Consider the following example:
angular.module('demo')
.service('MyService', function () {
this.fn = function () {
console.log('MyService:fn');
};
})
.factory('MyFactory', function () {
function fn() {
console.log('MyFactory:fn');
}
return { fn: fn };
})
.value('MyValue', {
fn: function () {
console.log('MyValue:fn');
}
})
.constant('MyConstant', {
fn: function () {
console.log('MyConstant:fn');
}
})
.run(function (MyService, MyFactory, MyValue, MyConstant) {
MyService.fn();
MyFactory.fn();
MyValue.fn();
MyConstant.fn();
MyService.fn = undefined;
MyFactory.fn = undefined;
MyValue.fn = undefined;
MyConstant.fn = undefined;
})
.run(function (MyService, MyFactory, MyValue, MyConstant) {
MyService.fn();
MyFactory.fn();
MyValue.fn();
MyConstant.fn();
});
When the first run()
is executed, all 4 console logs will be executed and print something on the console.
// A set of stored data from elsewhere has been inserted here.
PR #885, opened 2017-03-18
Allow users to filter by gen in /rank

MacChaeger:
This is mostly useful for people wanting to see their general standing but not wanting to see old ladders that they don't play any more.

### DIFF
--- a/js/client-chat.js
+++ b/js/client-chat.js
@@ -749,7 +749,7 @@
 				var formats = {};
 				var gens = {};
 				for (var i = 1, len = targets.length; i < len; i++) {
-					if (targets[i].length === 4 && targets[i].indexOf('gen') === 0) {
+					if (targets[i].length === 4 && targets[i].startsWith('gen')) {
 						gens[targets[i]] = 1;
 					} else {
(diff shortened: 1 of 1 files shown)


js/client-chat.js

Then I set each of the providers fn
function to undefined for simplification purposes, say someone rewrote this function somewhere (which is something I want to prevent).
On the second run()
block, everything is undefined and errors will be thrown. I'm confused by this... Shouldn't at least some of them (constant
is the first to come to mind) be immutable objects?
Is this the expected behavior or am I doing something wrong?